This extrajudicial act of regime change—or at least regime decapitation—set a dangerous precedent and made the world even more complicated than we left it in 2025.
I use the word complicated deliberately, because language matters. Last year included moments that were horrifying, cruel, and absurd—but also moments of community, generosity, and the possibility of redemption. The words we choose shape what people accept and what they resist.
We’re starting off the year with some insightful conversations. To receive new posts and support the work, consider becoming a free or paid subscriber.

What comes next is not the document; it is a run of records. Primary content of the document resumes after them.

PR #1448, opened 2026-05-21
Fix duplicate tab opening

KillariDev:
## Summary
- await existing-tab updates in openWebPage
- return after a successful update so a duplicate tab is not created
- add focused coverage for update, missing-tab, and update-failure paths

## Validation
- bun test
- bun run setup-chrome


MicahZoltu (commented):
## CI Agent Review

No issues found.

MicahZoltu (approved):

PR #1457, opened 2026-05-21
Harden internal provider bridge messages

KillariDev:
## Summary
- replace the public page-wide callback path with a private `MessageChannel` bridge between the inpage script and the content script
- reject reserved internal provider callback methods on the public `window.ethereum` API and only allow them through the bridge-derived internal marker in the background
- inline the inpage payload into `document_start` during the build so the hardened bridge is available at startup, and include `scripts/` in the Docker build context for that build step
- fix approved `eth_requestAccounts` flows so signer rejections and errors wake the pending waiter instead of leaving the request unresolved
- add end-to-end and regression coverage for the hardened bridge, including a real Chrome communication smoke test and benchmark harness updates for MV3 content script registration and large-state reads

## Problem Fixed
Before this change, privileged callback traffic and normal page traffic shared a public `window.postMessage` path. That meant a page could spoof internal callback-shaped messages and claim they were extension-internal.

After this change, the extension decides what is internal:
- the inpage script sends privileged callback traffic over a private `MessagePort`
- the content script only forwards validated bridge messages from that port
- the background rejects reserved callback methods unless the internal marker came from that bridge
- signer account request failures now resolve cleanly instead of hanging

This closes the original issue where an attacker could just say the callback was internal, and it also fixes the follow-on `eth_requestAccounts` waiter bug exposed during validation.

## Validation
- `bun test`
- `bun run setup-chrome`
- `bun run typecheck`
- `bun run lint`
- `bun run test:chrome-communication`


MicahZoltu (commented):
## CI Agent Review

No issues found.

MicahZoltu (approved):
# Architect

Based on my thorough analysis of every changed line and verification against the existing architecture, this diff does not introduce any structural degradation. Here is my reasoning:

**What the diff does:**

1. Replaces the broadcast `window.postMessage` channel between the inpage provider and the content script with a dedicated `MessageChannel`/`MessagePort`, scoping communication to a private channel instead of broadcasting to all page listeners.

2. Adds runtime message validation (`parseInterceptorApprovedMessage` in `inpage.ts`, `isBridgeRequest` in both content scripts) at the trust boundary between the untrusted page context and the extension, replacing unchecked type assertions (`as InterceptedRequestForward`).

3. Introduces an `interceptorInternalRequest` flag that marks internal provider callbacks (`eth_accounts_reply`, `signer_chainChanged`, etc.), then rejects public-page-originated calls to those methods at both the inpage layer and the background service worker layer.

4. Inlines `inpage.js` into `document_start.js` at build time for MV2/Firefox, eliminating a separate file load and its associated race condition.

5. Adds test infrastructure for end-to-end Chrome communication verification.

**Why this is architecturally sound:**

The MessageChannel change **improves encapsulation** — interceptor communication is now point-to-point rather than broadcast, preventing other page listeners from intercepting or interfering with provider messages. The inpage's `onWindowMessage` handler now only deals with coinbase injection detection; all interceptor traffic flows through the private port.

The `parseInterceptorApprovedMessage` type guard replaces an unsafe `as` cast at the trust boundary between the content script and the inpage provider. This is a **proper validation layer** at an architectural boundary, not a degradation.

The internal method filtering is **defense in depth** across two execution contexts (page main world and service worker) that cannot share code by browser platform design. The duplicate lists (`INTERNAL_BACKGROUND_METHODS` in `inpage.ts`, `INTERNAL_PROVIDER_METHODS` in `background.ts`) are architecturally necessary because these modules execute in isolated environments with no import capability between them.

The code duplication between `document_start.ts` and `listenContentScript.ts` is a **pre-existing constraint** of the dual-manifest architecture (MV2 vs MV3), not something this diff introduces. The diff applies identical improvements to both, which is the correct maintenance pattern — it would be an architectural regression to fix the bridge protocol in only one of the two content script entry points.

No architectural degradation found.

# Bug Hunter

After a thorough review of all changes in this diff, I find no runtime bugs that would cause incorrect behavior, crashes, or logic errors. Here is a summary of my analysis:

## What Was Reviewed

This diff implements a **MessagePort-based isolation layer** for the inpage-to-content-script bridge, replacing the previous `window.postMessage` broadcast approach. It also adds an `interceptorInternalRequest` flag to distinguish internal provider callback methods (like `eth_accounts_reply`, `signer_chainChanged`, etc.) from public dapp requests, and blocks public pages from calling these internal methods.

## Key Areas Checked

### MessagePort Bridge Setup
- The inpage script (`inpage.ts`) creates a `MessageChannel` and transfers `port2` to the content script via `window.postMessage`. The content script (`document_start.ts`, `listenContentScript.ts`) receives the port and sets up a dedicated message channel.
- **Order of operations is correct**: `listenContentScript(undefined)` runs before the inpage script is injected, so the listener is in place when the port transfer fires.
- **Queueing is safe**: `MessagePort.postMessage()` queues messages even before the receiving end has set up its handler, so early messages (like `connected_to_signer` sent during `connectToSigner`) are not lost.

### Internal Method Flagging (`interceptorInternalRequest`)
- The flag is consistently added across all layers:
  - **Inpage script** → Bridge messages marked `internal: true` for methods like `eth_accounts_reply`, `signer_chainChanged`, etc.
  - **Content script** → Forwards `interceptorInternalRequest: true` to the background when the inpage message has `internal: true`.
  - **Background startup** → Propagates `interceptorInternalRequest` from `RawInterceptedRequest` to the `InterceptedRequest` object.
  - **Background handler** → `handleInterceptedRequest` checks the flag before blocking internal methods from public access.
- **FunTypes types** (`RawInterceptedRequest`, `InterceptedRequest`) are correctly updated to accept the optional `interceptorInternalRequest` field.

### Public Blocking of Internal Methods
- The `INTERNAL_PROVIDER_METHODS` list in `background.ts` matches `INTERNAL_BACKGROUND_METHODS` in `inpage.ts` exactly.
- Public calls to these methods (via `window.ethereum.request()`) are rejected with the correct JSON-RPC error code.
- Test coverage confirms both public rejection and internal acceptance.

### `eth_accounts_reply` Error Handling (providerMessageHandlers.ts)
- The `socket` variable is now computed once before the if/else block, avoiding duplication.
- The error path now correctly sends `window_signer_accounts_changed` to wake requesters waiting for signer account resolution, even when the signer returned an error. This is a correctness improvement without regression.

### Script Inlining Mechanism
- The new `scripts/inline-inpage-document-start.mts` script correctly replaces the injection marker with the inlined source.
- The `document_start.ts` code handles both inline (`textContent`) and external (`src`) paths via the `_content === '[[injected.ts]]'` check.
- The `Dockerfile` now copies the `scripts/` directory, making the inlining step available in CI.

### Test Harness Additions
- `waitForRegisteredContentScripts` correctly polls `browser.scripting.getRegisteredContentScripts()` until expected content scripts are registered.
- `readExtensionLargeStateValue` handles both IndexedDB and `browser.storage.local` fallback, fixing the popup lifecycle benchmark for migrated state.

# Defender

No backdoor or deliberately malicious code detected in this diff. The changes represent a security hardening of the inpage-to-background communication channel:

- **MessageChannel migration**: Replaces `window.postMessage` (which any page script can inject messages into) with a dedicated `MessageChannel` port that only the extension's inpage script controls.
- **Inlining `inpage.js`**: The build script inlines the inpage script directly into the content script, eliminating the network fetch and shrinking the race window for the MessageChannel handshake.
- **Internal method filtering**: Adds `interceptorInternalRequest` flag enforcement in the background so that sensitive callback methods (`eth_accounts_reply`, `signer_reply`, `connected_to_signer`, etc.) are rejected with `METHOD_NOT_FOUND` when they originate from untrusted page scripts rather than the extension's own inpage bridge.
- **Client-side defense in depth**: The inpage script's `WindowEthereumRequest` prevents page scripts from calling internal methods through `window.ethereum.request()`.
- **Strict message parsing**: Replaces loose `as` casts with proper type-narrowing validation functions (`parseInterceptorApprovedMessage`, `isBridgeRequest`).

All existing tests are updated to validate the new restrictions, and a new end-to-end Chrome communication smoke test is added. No security checks, assertions, or validations are removed or weakened.

# Security

This diff is a net security improvement with no exploitable vulnerabilities introduced. Here is my analysis:

## Architecture Change Summary

The changes replace `window.postMessage` (broadcast to all listeners) with a dedicated `MessageChannel` for inpage↔content-script communication. Three layers of defense are added against malicious page scripts:

1. **MessagePort isolation**: Page scripts can no longer spoof `interceptorApproved` responses via `window.postMessage`, because the inpage script's `onMessage` handler is now attached to `channel.port1.onmessage` (the dedicated port), not to `window.addEventListener('message')`. The `onWindowMessage` handler attached to `window` only processes Coinbase re-injection events — it ignores `interceptorApproved` messages entirely.

2. **Internal method filtering**: Both the inpage script (`WindowEthereumRequest` in `inpage.ts`) and the background (`handleInterceptedRequest` in `background.ts`) now block public calls to internal methods (`connected_to_signer`, `eth_accounts_reply`, `InterceptorError`, `signer_chainChanged`, `signer_reply`, `wallet_switchEthereumChain_reply`). The inpage block is a convenience rejection; the background block is the authoritative gate. Even if a page script monkey-patched the inpage check, the background — running in the isolated service worker context — would still reject the call because the message lacks the `interceptorInternalRequest: true` flag.

3. **Strict message validation**: The new `isBridgeRequest` (content-script side) and `parseInterceptorApprovedMessage` (inpage side) validators replace the old `as InterceptedRequestForward` type assertion. The content script now constructs a whitelisted message object with only the expected fields (`interceptorRequest`, `method`, `params`, `usingInterceptorWithoutSigner`, `requestId`, `interceptorInternalRequest`) rather than forwarding raw untrusted data.

4. **Port establishment race prevention**: The content script (`listenContentScript.js`) runs at `document_start` in the ISOLATED world, and `inpage.js` runs at `document_start` in the MAIN world. The inpage script is inlined and executes synchronously, posting the MessagePort before any page scripts have had a chance to register `message` listeners. The content script accepts only the first `interceptor_bridge_port` message (`inpagePort !== undefined` guard), so even if a page script somehow ran first, it could not hijack the channel after the legitimate handshake.

## No Findings

I found no path for a page script to:
- Forge an `interceptorInternalRequest: true` message (the flag can only be set by the inpage script through the dedicated MessagePort, and the content script validates the source via `isBridgeRequest`)
- Intercept or inject messages on the MessagePort (the port is entangled between the inpage script's private field and the content script running in an isolated world)
- Bypass the internal method filter (the background's `isInternalProviderMethod` check is in the service worker, unreachable from page context)
- Exploit the `parseInterceptorApprovedMessage` validator (it properly rejects messages with both `result` and `error`, invalid `type` values, or malformed error structures)

PR #1459, opened 2026-05-25
Refactor shared helpers and harden website metadata handling

KillariDev:
## Summary
- move popup/tab helpers, signer metadata, address validation, and timestamp formatting into dedicated utility modules so background and simulation code no longer depend on TSX UI helpers
- cache the live block, simulation state, and simulated block generation inside `EthereumSubscriptionService` so repeated `newHeads` subscribers reuse the same work
- move address-book migration into startup and make legacy V1/V2 migration resilient to corrupt stored data
- sanitize persisted website metadata, only background-fetch same-origin favicons for already stored websites that are missing icons, and enforce favicon size/protocol limits to avoid remote icon re-requests and oversized downloads
- add regression coverage for address-book migration, website icon sanitization/imports, favicon privacy and size handling, and subscription caching

## Testing
- `bun test`
- `bun run setup-chrome`
- `bun run typecheck`
- `bun run lint`


app/ts/background/settings.ts
```diff
@@ -168,11 +169,46 @@ export async function changeSimulationMode(changes: { simulationMode: boolean, r
...
 
-export const getWebsiteAccess = async() => (await browserStorageLocalGet('websiteAccess'))?.websiteAccess ?? []
 const websiteAccessSemaphore = new Semaphore(1)
+async function getNormalizedWebsiteAccessFromStorage() {
+	const rawWebsiteAccess = await getParsedStorageValueOrDefault('websiteAccess', [])
+	const sanitizedWebsiteAccess = sanitizeWebsiteAccess(rawWebsiteAccess)
+	return { rawWebsiteAccess, sanitizedWebsiteAccess }
+}
+
+async function persistWebsiteAccessIfChanged(previousWebsiteAccess: WebsiteAccessArray, nextWebsiteAccess: WebsiteAccessArray) {
```
MicahZoltu: Architectural concern: `getWebsiteAccess` now writes sanitized data back to `browser.storage.local` as a side effect of being called. This violates Command-Query Separation — a function named and contracted as a read operation silently mutates persistent state. Every caller becomes an implicit write path, making the system harder to reason about and test. Consider moving this sanitization to a one-time migration (following the `addressBookMigration.ts` pattern) or performing it only inside `updateWebsiteAccess`, where writes are already expected.

MicahZoltu (commented):
## CI Agent Review

Two issues identified: a Command-Query Separation violation in `getWebsiteAccess` that silently writes to storage on every read, and an event listener leak in `retrieveWebsiteDetails` where early returns bypass the required listener cleanup.

app/ts/background/iconHandler.ts
```diff
@@ -103,6 +116,13 @@ export async function retrieveWebsiteDetails(tabId: number) {
 		checkAndPrintRuntimeLastError()
 	}
 
+	const loadedTab = await safeGetTab(tabId)
+	if (websiteOrigin !== undefined) {
+		const { cachedIcon, hasStoredWebsiteAccess } = await getCachedWebsiteIcon(tabId, websiteOrigin)
+		if (cachedIcon !== undefined) return { title: loadedTab?.title, icon: cachedIcon }
```
MicahZoltu, line 129: Event listener leak: When `websiteOrigin` is provided and either a cached icon is found or no stored website access exists, the function returns early without removing the `browser.tabs.onUpdated` listener that was registered earlier. The original code always reached a `try`/`finally` block that cleaned up the listener. While the listener will self-remove on the next tab completion event, it is a resource leak that violates the intended lifecycle and could persist indefinitely in idle sessions.

MicahZoltu (commented):
## CI Agent Review

No security issues found.

MicahZoltu (approved):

Throughout 2025, we watched language used to obscure harm. Under this administration, ICE—a masked paramilitary force—snatched people off the streets, yet many avoided calling it kidnapping, opting instead for the sanitized term detention. Supreme Court Justice Brett Kavanaugh authorized racial profiling, now blandly labeled “Kavanaugh Stops.” When citizens and immigrants were sent to foreign prisons without due process, a few named it correctly: rendition.
The same evasions appear at home. DOGE and the Office of Management and Budget (OMB) became fig leaves for stealing Americans’ private data and slashing the social safety net. The enrichment of Trump, his family, and his allies—worth billions—was waved away as “transactionalism” rather than corruption. Words matter.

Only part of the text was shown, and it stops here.